PR #676, opened 2022-02-16
Refactor repositories errors

kieron-dev:
No

## What is this change about?
Improve the NotFoundError and ForbiddenError in repositories:
- Make internals private
- Use constructors for creation throughout
- Remove duplication between NotFound and Forbidden errors
- Backfill missing resource types in code and tests

No

## Acceptance Steps
Green CI

@cloudfoundry/cf-k8s


danail-branekov (approved):

kieron-dev:
We've just copied the ResourceTypes strings here. It would be better if these were constants.

I think we should do another change where we replace all those magic strings with new constants defined in the repositories package.

Issue #603, opened 2022-01-31
[Feature]: API Client can list service bindings via `GET /v3/service_credential_bindings`


tcdowney:
### Blockers/Dependencies

* Not a strict blocker, but this story may be easier once the `POST /v3/service_credential_bindings` story is completed. https://github.com/cloudfoundry/cf-k8s-controllers/issues/458

### Background

**As a** client of the API Shim
**I want** to be able to list service bindings
**So that** I can discover which service instances are bound to which apps

The CF CLI makes the following request as part of `cf services`:
```
GET /v3/service_credential_bindings?include=app&service_instance_guids=0c024675-7e0b-475c-8332-74986b5001a2%2C896fd3fa-28ec-42ff-b846-531e2ecabdaa
```

**Note:** Supporting `include=app` will be done as part of https://github.com/cloudfoundry/cf-k8s-controllers/issues/627

### Acceptance Criteria

The following set up applies to all of these scenarios.

1. Created a new Org and Space
2. `cf push app-a` (app guid is `114edd6d-1960-46df-a1dc-0309ce8ed63b`)
3. `cf push app-b` (app guid is `fa1069fb-922a-4a19-8a31-9129a82baff1`)
4. `cf cups service-a` (service instance guid is `5be373e9-309c-4ad9-a705-290525f36bd3`)
5. `cf cups service-b` (service instance guid is `fa0e32b3-e58b-4533-8d61-59ac38b1fa51`)
6. `cf bind-service app-a service-a` (binding guid is `08f1db1a-c7b9-4de2-9afa-5a7e53075d6d`)
7. `cf bind-service app-a service-b` (binding guid is `78a190a3-e3dd-4d42-8158-89aabfbd1673`)
8. `cf bind-service app-b service-b` (binding guid is `9c4cb7fc-eb61-49d8-9c16-a949eae55ed9`)

---

### No Filters

**GIVEN** I have created the apps, UPSIs, and bindings defined above
**WHEN I** make the following request

```
cf curl /v3/service_credential_bindings
```

**THEN I** get back a `200` response that looks similar to the following

```json
{
  "pagination": {
    "total_results": 3,
    "total_pages": 1,
    "first": {
      "href": "https://api.atom-kitten.capi.land/v3/service_credential_bindings?page=1&per_page=50"
    },
    "last": {
      "href": "https://api.atom-kitten.capi.land/v3/service_credential_bindings?page=1&per_page=50"
    },
    "next": null,
[...]

PR #682, opened 2022-02-17
Implement the list service bindings endpoint

acosta11:
#603

## What is this change about?
#603 

No

## Acceptance Steps
#603

paired w/ @julian-hj @gnovv


julian-hj (approved):
🦸

api/apis/integration/service_binding_test.go
```diff
@@ -0,0 +1,280 @@
...
+				},
+			}
+			Expect(
+				k8sClient.Create(context.Background(), cfApp),
+			).To(Succeed())
+
+			_ = createServiceInstance(context.Background(), k8sClient, serviceInstanceGUID, spaceGUID, "service-instance-name", secretName)
+		})
+
+		When("type is `app`", func() {
```
danail-branekov, line 82: What other types are there? If `app` is the only option, this `When` is misleading and not needed

api/apis/integration/service_binding_test.go
```diff
@@ -0,0 +1,280 @@
...
+			It("is successful and creates a CFServiceBinding resource", func() {
+				var err error
+				req, err = http.NewRequestWithContext(ctx, "POST", serverURI("/v3/service_credential_bindings"), strings.NewReader(fmt.Sprintf(`{
```
danail-branekov, line 85: Invoking the method under test should generally go into `JustBeforeEach` instead of being inlined in an `It`

api/apis/integration/service_binding_test.go
```diff
@@ -0,0 +1,280 @@
...
+					"labels":      map[string]interface{}{},
+				}))
+				Expect(response).To(HaveKeyWithValue("links", MatchAllKeys(Keys{
+					"app":              HaveKeyWithValue("href", HaveSuffix("/v3/apps/"+appGUID)),
+					"service_instance": HaveKeyWithValue("href", HaveSuffix("/v3/service_instances/"+serviceInstanceGUID)),
+					"self":             HaveKeyWithValue("href", HaveSuffix("/v3/service_credential_bindings/"+guid)),
+					"details":          HaveKeyWithValue("href", HaveSuffix("/v3/service_credential_bindings/"+guid+"/details")),
+				})))
+
+				serviceBinding := new(servicesv1alpha1.CFServiceBinding)
```
danail-branekov, line 148: The test so far has been checking the response. From here on the test checks the k8s object. Therefore, that should be a separate `It`. Also, if creating the object is performed in a `JustBeforeEach`, that It would be just a sibling to the response checking one.

api/apis/integration/service_binding_test.go
```diff
@@ -0,0 +1,280 @@
...
+		)
+
+		var (
+			serviceInstance1GUID, serviceBinding1GUID string
+			serviceInstance2GUID, serviceBinding2GUID string
+			spaceGUID                                 string
+		)
+
+		BeforeEach(func() {
+			org := createOrgAnchorAndNamespace(ctx, rootNamespace, generateGUID())
```
danail-branekov, line 179: Creating the org, the space and the app is shared for both `Describes`. In. order to remove the code duplication the common setup should be extracted into a top-level `BeforeEach`

api/apis/integration/service_binding_test.go
```diff
@@ -0,0 +1,280 @@
...
+			_ = createServiceBinding(ctx, k8sClient, serviceBinding1GUID, spaceGUID, &serviceBindingName, serviceInstance1.Name, cfApp.Name)
+
+			serviceInstance2GUID = generateGUID()
+			serviceInstance2 := createServiceInstance(ctx, k8sClient, serviceInstance2GUID, spaceGUID, "service-instance-2-name", secretName)
+
+			serviceBinding2GUID = generateGUID()
+			_ = createServiceBinding(ctx, k8sClient, serviceBinding2GUID, spaceGUID, nil, serviceInstance2.Name, cfApp.Name)
+
+			var err error
+			req, err = http.NewRequestWithContext(ctx, "GET", serverURI("/v3/service_credential_bindings"), strings.NewReader(""))
```
danail-branekov, line 215: The request is not changed in the underlying contexts, so maybe moving its creation to the `JustBeforeEach` would maybe make the code a bit more readable.

api/apis/integration/service_binding_test.go
```diff
@@ -0,0 +1,280 @@
...
+			Expect(err).NotTo(HaveOccurred())
+		})
+
+		JustBeforeEach(func() {
+			router.ServeHTTP(rr, req)
+		})
+
+		When("the user has permission to List ServiceBindings", func() {
```
danail-branekov, line 223: There is no test for the case when the user does not have permissions to list service bindings.

api/apis/service_binding_handler.go
```diff
@@ -93,6 +96,49 @@ func (h *ServiceBindingHandler) createHandler(authInfo authorization.Info, w htt
...
+	if err := r.ParseForm(); err != nil {
+		h.logger.Error(err, "Unable to parse request query parameters")
+		writeUnprocessableEntityError(w, "unable to parse query")
+		return
+	}
+
+	listFilter := new(payloads.ServiceBindingList)
+	err := schema.NewDecoder().Decode(listFilter, r.Form)
+	if err != nil {
+		switch err.(type) {
```
danail-branekov, line 112: How about extracting the check for UnknownKeyError into a utility function so that the code below reads like

```
if isUnknownKeyError(err) {
   // return unknown key error
}
// return unknown error

File: api/apis/service_binding_handler_test.go [hunk 8]
```diff
@@ -365,4 +366,124 @@ var _ = Describe("ServiceBindingHandler", func() {
 			})
 		})
 	})
+
+	Describe("the GET /v3/service_credential_bindings endpoint", func() {
+		makeListRequest := func(queryParams ...string) {
```
danail-branekov, line 371: How about renaming `makeListRequest` to `JustBeforeEach` so that the test is more idiomatic. then the function itself would not have to be explicitly invoked in all `BeforeEach`s

api/repositories/service_binding_repository.go
```diff
@@ -142,3 +152,57 @@ func cfServiceBindingToRecord(binding v1alpha1.CFServiceBinding) ServiceBindingR
 		},
 	}
 }
+
+func (r *ServiceBindingRepo) ListServiceBindings(ctx context.Context, authInfo authorization.Info, message ListServiceBindingsMessage) ([]ServiceBindingRecord, error) {
+	nsList, err := r.namespacePermissions.GetAuthorizedSpaceNamespaces(ctx, authInfo)
+	if err != nil {
+		// untested
```
danail-branekov, line 159: Is there any reason to have this branch untested? Why do we need such sort of comments?

api/repositories/service_binding_repository.go
```diff
@@ -142,3 +152,57 @@ func cfServiceBindingToRecord(binding v1alpha1.CFServiceBinding) ServiceBindingR
...
+			continue
+		}
+		if err != nil {
+			// untested
+			return []ServiceBindingRecord{}, fmt.Errorf("failed to list service instances in namespace %s: %w", ns, err)
+		}
+		filteredServiceBindings = append(filteredServiceBindings, applyServiceBindingListFilter(serviceInstanceList.Items, message)...)
+	}
+
+	return returnServiceBindingList(filteredServiceBindings), nil
```
danail-branekov, line 183: `return returnXXX` sounds weird, maybe change the name to describe what the function actually does, e.g. `toServiceBindingRecords`

api/repositories/service_binding_repository_test.go
```diff
@@ -237,7 +243,103 @@ var _ = Describe("ServiceBindingRepo", func() {
...
+			requestMessage = repositories.ListServiceBindingsMessage{}
+		})
+
+		When("the user has access to both namespaces", func() {
+			BeforeEach(func() {
+				createRoleBinding(testCtx, userName, spaceDeveloperClusterRole.Name, space.Name)
+				createRoleBinding(testCtx, userName, spaceDeveloperClusterRole.Name, space2.Name)
+			})
+
+			Describe("no query parameters are specified", func() {
```
danail-branekov, line 282: In order to be consistent with the context below, this `Describe` should be a `When`

api/repositories/service_binding_repository_test.go
```diff
@@ -237,7 +243,103 @@ var _ = Describe("ServiceBindingRepo", func() {
...
+				It("returns a list of ServiceBindingRecords in the spaces the user has access to", func() {
+					Eventually(func() []repositories.ServiceBindingRecord {
```
danail-branekov, line 284: Does this need to be `Eventually` instead of ordinary `Expect`? Resources are created synchronously in the `BeforeEach`, so should be immediately available in the `It`

api/repositories/service_binding_repository_test.go
```diff
@@ -237,7 +243,103 @@ var _ = Describe("ServiceBindingRepo", func() {
...
+			When("query parameters are specified", func() {
+				BeforeEach(func() {
+					requestMessage = repositories.ListServiceBindingsMessage{
+						ServiceInstanceGUIDs: []string{serviceInstance2GUID},
+					}
+				})
+
+				It("eventually returns only a subset of the ServiceBindings that match the provided filter", func() {
+					Eventually(func() []repositories.ServiceBindingRecord {
+						responseServiceBindings, err := repo.ListServiceBindings(context.Background(), authInfo, requestMessage)
```
danail-branekov, line 326: `requestMessage` is a local to this invocation, so could be inlined, instead of initialising it in a `BeforeEach` above. Alternatively, the `ListServiceBindings` function could be invoked in `JustBeforeEach` so that it is not invoked in `Its`. Then, setting up the request message in `BeforeEach` above would make sense.

api/repositories/service_binding_repository_test.go
```diff
@@ -237,7 +243,103 @@ var _ = Describe("ServiceBindingRepo", func() {
...
+					}, timeCheckThreshold*time.Second).Should(ConsistOf(
+						MatchFields(IgnoreExtras, Fields{"GUID": Equal(serviceBinding2.Name)}),
+					))
+				})
+			})
+		})
+
+		Describe("the user does not have access to any namespaces", func() {
+			It("always returns an empty list and no error", func() {
+				Consistently(func() []repositories.ServiceBindingRecord {
```
danail-branekov, line 338: Same as the above comment regarding `Expect` vs `Eventually`

api/repositories/service_instance_repository_test.go
```diff
@@ -504,6 +504,7 @@ func initializeServiceInstanceCreateMessage(serviceInstanceName string, spaceGUI
 	}
 }
 
+// TODO: refactor to use createServiceInstanceCR
```
danail-branekov, line 507: Is there a a chore about this TODO? If yes, having it here does not make sense, if no, please create one.

danail-branekov (changes requested):
Please look at the comments above.

api/apis/service_binding_handler.go
acosta11: Added https://github.com/cloudfoundry/cf-k8s-controllers/issues/698

api/repositories/service_binding_repository_test.go
acosta11: I don't know that the resources are actually synchronously available, even after the create call succeeds,  though perhaps the cache gets updated if the element is absent? I feel like we've seen flakes related to directly calling `Expect`.

api/repositories/service_instance_repository_test.go
acosta11: Good call, we just did the refactor in place since the changes were only in one file.

acosta11:
Put the PR back in draft to prevent merges, but addressed all of the comments. Need to squash and do one last look-over, but we have now hit EOD and some.

api/apis/integration/service_binding_test.go
```diff
@@ -0,0 +1,295 @@
...
+			serviceInstanceGUID string
+			err                 error
+		)
+		BeforeEach(func() {
+			createRoleBinding(ctx, userName, spaceDeveloperRole.Name, spaceGUID)
+
+			serviceInstanceGUID = generateGUID()
+			_ = createServiceInstance(context.Background(), k8sClient, serviceInstanceGUID, spaceGUID, "service-instance-name", secretName)
+			req, err = http.NewRequestWithContext(ctx, "POST", serverURI("/v3/service_credential_bindings"), strings.NewReader(fmt.Sprintf(`{
+																																		 "relationships": {
```
georgethebeatle, line 93: This formatting is a bit weird. On our machine it is offset in the far right part of the screen and hard to read.

danail-branekov (approved):

georgethebeatle:
Overall looks good. We filed a draft PR #708 that suggests some further improvements. Please have a look.

PR #689, opened 2022-02-18
Refactor namespace lookup helper

Birdrock:
No.

## What is this change about?
Proposing a refactor to extract the list -> namespace functionality present in all of the authenticated get endpoints. We should agree on an approach to handle this generic situation.

Other idea: code generation in the same vein of kubebuilder/controller-gen annotations.

No.

## Acceptance Steps
This is a draft.

@cloudfoundry/cf-k8s


api/repositories/shared.go
```diff
@@ -59,3 +67,73 @@ func getLabelOrAnnotation(mapObj map[string]string, key string) string {
...
+			return "", err
+		}
+		return t.Items[0].Namespace, nil
+	case *servicesv1alpha1.CFServiceInstanceList:
+		err := CheckListLength(len(t.Items), "service-instance")
+		if err != nil {
+			return "", err
+		}
+		return t.Items[0].Namespace, nil
+	default:
```
Birdrock, line 126: This is obviously would not be a proper implementation - need to handle it in a better way.

api/repositories/shared.go
```diff
@@ -59,3 +67,73 @@ func getLabelOrAnnotation(mapObj map[string]string, key string) string {
 	}
 	return mapObj[key]
 }
+
+func GetNamespacedResourceNamespace(ctx context.Context, privilegedClient client.Client, userClientFactory UserK8sClientFactory, authInfo authorization.Info, resourceGUID string, resourceList client.ObjectList) (string, error) {
```
danail-branekov, line 71: There are several issues we find with extracting the code into a shared utility:
1. The privileged client is still part of the function signature, i.e. should be still available in the caller. This is one of the things we want to get rid of, i.e. handlers should only use unprivileged clients. We would recommend putting the code into a type that has the privileged client as a private property and inject that type into handlers.
2. The `userClientFactory` is not used, so it makes no sense to be in the function arguments. Moreover, this utility should be using the privileged client only.

api/repositories/shared.go
```diff
@@ -59,3 +67,73 @@ func getLabelOrAnnotation(mapObj map[string]string, key string) string {
...
+	err := privilegedClient.List(ctx, resourceList, client.MatchingFields{"metadata.name": resourceGUID})
+	if err != nil { // untested
+		return "", fmt.Errorf("privileged list failed: %w", err)
+	}
+
+	switch t := resourceList.(type) {
```
danail-branekov, line 77: This huge switch does not look great - it has quite a lot of duplicated code only because there is no `Items` method in the `ObjectList` interface. Maybe we could use reflection to see whether the incoming `resourceList` has an `Items` field and return error otherwise. Or, we could use some code generator as you suggested, but that might be way too complex.

api/repositories/shared.go
```diff
@@ -59,3 +67,73 @@ func getLabelOrAnnotation(mapObj map[string]string, key string) string {
...
+	case *workloadsv1alpha1.CFAppList:
+		err := CheckListLength(len(t.Items), "app")
```
danail-branekov, line 79: The resource type could probably be passed as an argument, rather than the utility figuring it out by itself (repositories are pretty much aware of the resource types they are working with)

api/repositories/shared.go
Birdrock: The reason for the switch is to avoid reflection. I treat reflection as a last resort - hence this approach to some unfortunate but maintainable code that should be relatively set and forget.

api/repositories/shared.go
Birdrock: 1. Agreed and we talked about this, but wanted to put the general idea out there for feedback.
2. Agreed - this is a result of moving things around while exploring multiple solutions.

api/repositories/shared.go
Birdrock: Further digging turns up the [kubernetes apimachinery converter](https://github.com/kubernetes/apimachinery/blob/master/pkg/runtime/converter.go). This looks like it'll help us out in this situation to get to unstructured objects. It uses reflection under the hood, so maybe this is the best way to do it. Since kubernetes provides this for us, I'd recommend we look into using the provided tooling instead of the reflect library directly.

Birdrock: Further spelunking suggests that https://pkg.go.dev/k8s.io/client-go/dynamic might help us.

gcapizzi: Yes, `dynamic` seems to do the trick! We'd need a privileged [`dynamic.Interface`](https://pkg.go.dev/k8s.io/client-go/dynamic#Interface) client (not sure if in substitution of `privilegedClient` or in addition to it), and then we could get an [`UnstructuredList`](https://pkg.go.dev/k8s.io/apimachinery/pkg/apis/meta/v1/unstructured#UnstructuredList) which _should_ be enough to check the length and to extract the namespace. [`Unstructured`](https://pkg.go.dev/k8s.io/apimachinery/pkg/apis/meta/v1/unstructured#Unstructured) objects are essentially `map[string]interface{}`s but it should work!

Birdrock:
We made a second pass at it after looking at the dynamic client. Open for comments!

api/repositories/shared.go
```diff
@@ -1,15 +1,56 @@
...
 	metav1 "k8s.io/apimachinery/pkg/apis/meta/v1"
 )
 
+var CFAppGVR = schema.GroupVersionResource{
+	Group:    "workloads.cloudfoundry.org",
+	Version:  "v1alpha1",
+	Resource: "cfapps",
+}
+
+type NamespaceRetriever struct {
```
georgethebeatle, line 23: I would put this object along with its method in a separate file. Putting all sorts of utilites in a shared file would result in the file becoming huge and hard to orient in.

api/repositories/shared.go
```diff
@@ -1,15 +1,56 @@
...
+	client dynamic.Interface
+}
+
+func NewNamespaceRetriver(client dynamic.Interface) NamespaceRetriever {
+	return NamespaceRetriever{
+		client: client,
+	}
+}
+
+func (n NamespaceRetriever) GetNamespacedResourceNamespace(ctx context.Context, resourceGUID string, gvr schema.GroupVersionResource) (string, error) {
```
georgethebeatle, line 33: Maybe the name can be GetResourceNamespace? Sounds a bit redundant to me in its current form.

api/repositories/shared.go
```diff
@@ -1,15 +1,56 @@
...
+	if len(list.Items) == 0 {
+		return "", NewNotFoundError(gvr.Resource, nil)
+	}
+	if len(list.Items) > 1 {
+		return "", fmt.Errorf("get-%s duplicate records exist", gvr.Resource)
+	}
+
+	metadata := list.Items[0].Object["metadata"].(map[string]interface{})
+
+	return metadata["namespace"].(string), nil
```
georgethebeatle, line 51: Maybe we should check if namespace == "", which would mean the object is not namespace scoped, in which case we can return an error? I guess this is only possible because of programmer error, but still it will be good to catch it early.

georgethebeatle (commented):
Looks great! I left some minor comments inline.

Birdrock:
Please make adjustments as you see fit.

api/repositories/shared.go
Birdrock: I like this sort of error checking. Thanks for the input.

api/repositories/shared.go
Birdrock: Naming is hard. Thanks for the guidance.

Birdrock:
@georgethebeatle If you'd like to make the changes and squash the commits, do so - this is a team effort to refactor.

api/repositories/shared.go
danail-branekov: +1 for grouping similar objects into separate file. `shared.go` sound like `oh, I don't know where to put that, let me shove it in shared`

api/repositories/shared.go
danail-branekov: +1 for better name. How about `NamespaceFor(...)`?

danail-branekov:
I like the latest version of the utility, left few minor comments

kieron-dev:
I also think this is looking nice now.

Are we missing a contract test for the NamespaceRetriever though - e.g. a test for just the NamespaceRetriever on top of env test?

davewalter:
> Are we missing a contract test for the NamespaceRetriever though - e.g. a test for just the NamespaceRetriever on top of env test?

I was thinking the same thing. I'll work on adding one today.

georgethebeatle:
@Birdrock I feel like we have reached consensus on the shape of this and it's time to actually apply it to the codebase. Maybe it can be done in one go across all endpoints. After all we are looking up namespaces by guid only on Get endpoints and there are not that many of them. Feel free to execute it however you like. I guess since US started this conversation credit should go to you all.

Birdrock:
Sounds good. I'll implement across all the GET endpoints. The last bit is about the error messaging, since we're grabbing it from the GVR. I was thinking of making a map to try to preserve existing messaging, but I'll see how it works out.

davewalter:
We've applied this to all existing "get" endpoints. We also implemented auth for the `GET /v3/routes/:guid` endpoint in the process (#640), but there is a problem with the new E2E that we added as part of this work related to the RBAC permissions required to create domains in the root `cf` namespace. Hopefully we can get that resolved on Monday and get this merged.

gnovv (approved):
Pairing w/ Dave 2/28/22 LGTM!

PR #700, opened 2022-02-23
Update process usage stats

### LINKED ISSUE #681: [Feature]: API can get process stats
### Blockers/Dependencies

Depends on [the spike branch](https://github.com/cloudfoundry/cf-k8s-controllers/tree/issues/459-wip-metrics-server-client).

### Background

**As a** API client
**I want** to view stats for given cf processes
**So that** I can observe my applications

### Happy Path
**GIVEN** cluster with cf-k8s-controllers, api shim, and metrics server installed
**WHEN I** make a request that looks like
```
curl "https://api.example.org/v3/processes/[guid]/stats" \
-X GET \
```
**THEN I** get a response that looks like 
```
HTTP/1.1 200 OK

{
  "resources": [
    {
      "type": "web",
      "index": 0,
      "state": "RUNNING",
      "usage": { "time": "2016-03-23T23:17:30.476314154Z", "cpu": 0.00038711029163348665, "mem": 19177472, "disk": 69705728 },
      "host": "10.244.16.10",
      "instance_ports": [],
      "uptime": 9042,
      "mem_quota": 268435456,
      "disk_quota": 1073741824,
      "fds_quota": 0,
      "isolation_segment": null,
      "details": null
    }
  ]
}
```

### Dev Notes

API docs: https://v3-apidocs.cloudfoundry.org/version/3.113.0/index.html#get-stats-for-a-process 

Because our installation scripts do not currently include metrics-server, we will need to update them to enable end to end testing.

Notes on particular fields:
* Instance ports meaning in this case is unclear, so ignore the block in the response for this story.
* Similarly, assume the file descriptor quota is 0 as we do not get insight into that information. (And may not have that concern on K8s)
* If uptime is unclear from k8s metrics response, make a note and we can also circle back.

Note on RBAC:
* The metrics api group is separate from corev1, so the existing process/pod RBAC is likely insufficient, but we should be able to determine the necessary RBAC on the metrics pod resource

Fallback:
* If metrics server is not available, continue to return the empty usage block
Do we also include a runtime log for debugging as well?

clintyoshimura:
[TME-1595](https://jira.eng.vmware.com/browse/TME-1595)

Co-authored-by: Clint Yoshimura <clinty@vmware.com>
Co-authored-by: Akira Wong <wakira@vmware.com>

Resolves #681

## What is this change about?

Updates process stats endpoint to add usage from metrics server

no

## Acceptance Steps

See issue

@akrishna90 @gnovv


gnovv (approved):
Pairing with @clintyoshimura LGTM!

Issue #705, opened 2022-02-23
[Chore]: Look for opportunities to speed up API e2e testing


julian-hj:
### Background

We noticed that the current e2e api tests take quite a lot of time for setup for each test--something like 6 minutes a test.

This will quickly become very painful as we add more tests to the suite.

We should look for ways to speed things up. 

### Action to take

new

### Impact

medium

### Dev Notes

Some starter ideas are:
- Side-load the buildpack image into kind (like we do with the api & controller images). Cache it locally so that we don't have to re-download it on each test run.
- Share the org between tests and only build and tear down the space
- Use a binary app for cf push. Or a golang app. Or whatever is fastest.
- CF push a single "read-only" app in the `beforeSuite` that can be used for testing GET endpoints so that we don't have to do as much test setup.

georgethebeatle:
Maybe another opportunity to further speed them up will be to deploy a long running gke cluster and add a new job that deploys stuff to that cluster when a PR is submitted. A complication here will be that PR workflows in github are unprivileged and therefore have no access to secrets, so it might be interesting how we pass the kubeconfig on.

georgethebeatle:
Another one that we already started workig on is #572 which actually aims at speeding up the product itself.

acosta11:
Today we tried pushing a cross compiled go executable as a binary app instead of the existing node app and saw a change from around 30 seconds to 25 seconds on push time. So we may pursue that if we find we're pushing apps frequently. But we only found 7 tests that use the existing `pushNodeApp` helper in their setup, so the potential time savings may not be as significant as we would like.

Similarly, we're looking at pre-pushing a single app in the  `BeforeSuite` (instead of the `BeforeAll` proposed on #717) to act as a read only resource to test api get endpoints. We're not sure whether user permissions are concern for this idea given the potential for test pollution if we just used a normal space developer role and the app was modified in some way. And similarly to the node vs binary app, there appears to only be 7 uses of the node app helper function.

This leaves trying to re-use orgs in between tests from the list of ideas.

julian-hj:
Thanks @georgethebeatle. Should we close this issue for now? I am not sure that it is still useful to have open.

georgethebeatle:
We are not actively looking into it and it sounds like you aren't either, so closing for the time being.

kieron-dev:
Adding some more thoughts that came up today:

[...]

PR #717, opened 2022-02-25
[DRAFT] Use Ginkgo Ordered tests to avoid repeated test setups

julian-hj:
- This is a WIP PR to test out the approach & allow for discussion. It isn't intended to be merged as-is.
- If we were to adopt the approach, we would likely want to move the
  spaceDev and spaceMgr client setup into the BeforeSuite and move the
  role setup into the createOrg and createSpace setup calls so that we
  don't have to do it in individual tests.
- Applying these changes reduced the overall run time for the 5
  affected tests from 3m34s to 1m12s, since we only create one org, one space, one app.
- In other test scenarios where we are creating or modifying objects, we would need to be more careful about teardown, since we're using the same space across tests.

@georgethebeatle @matt-royal @kieron-dev @gcapizzi 

[#705]

### DIFF
--- a/api/apis/service_binding_handler.go
+++ b/api/apis/service_binding_handler.go
@@ -110,7 +110,7 @@ func (h *ServiceBindingHandler) listHandler(authInfo authorization.Info, w http.
 	err := schema.NewDecoder().Decode(listFilter, r.Form)
 	if err != nil {
 		if isUnknownKeyError(err) {
-			h.logger.Info("Unknown key used in ServiceInstance filter")
+			h.logger.Info("Unknown key used in ServiceInstance query parameters")
 			writeUnknownKeyError(w, listFilter.SupportedFilterKeys())
 		} else {
 			h.logger.Error(err, "Unable to decode request query parameters")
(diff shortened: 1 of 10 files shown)


georgethebeatle:
Overall looks good, but we are a bit concerned about the `Ordered` constraint that comes with `BeforeAll`. If we assume this strategy then the `--randomize-all` flag that we pass to ginkgo will be meaningless. By not running tests in random order we might introduce undesired order dependencies due to shared state. 

Currently we are trying to write tests in relative isolation (each `It` gets a new namespace). After this change all `It`s in the `Describe` would run in the same namespace which might lead to pollution/flakes. On the upside though they will run faster.

Maybe we can experiment with this and see if it causes problems and adopt it more widely if it doesn't... Wdyt?

julian-hj:
I'm going to close this PR, since I think we don't want to take this approach unless we absolutely have to, as it will make our tests brittle.

Speeding up org and space creation in the product itself seems like a much better way to may the e2e tests less painful.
- - - - -
_DIRECTIONS FOR THIS TASK_: Whenever a line in the data holds "them", copy that line.

_ANSWER SPACE_:
@Birdrock I feel like we have reached consensus on the shape of this and it's time to actually apply it to the codebase. Maybe it can be done in one go across all endpoints. After all we are looking up namespaces by guid only on Get endpoints and there are not that many of them. Feel free to execute it however you like. I guess since US started this conversation credit should go to you all.
Because our installation scripts do not currently include metrics-server, we will need to update them to enable end to end testing.
Maybe another opportunity to further speed them up will be to deploy a long running gke cluster and add a new job that deploys stuff to that cluster when a PR is submitted. A complication here will be that PR workflows in github are unprivileged and therefore have no access to secrets, so it might be interesting how we pass the kubeconfig on.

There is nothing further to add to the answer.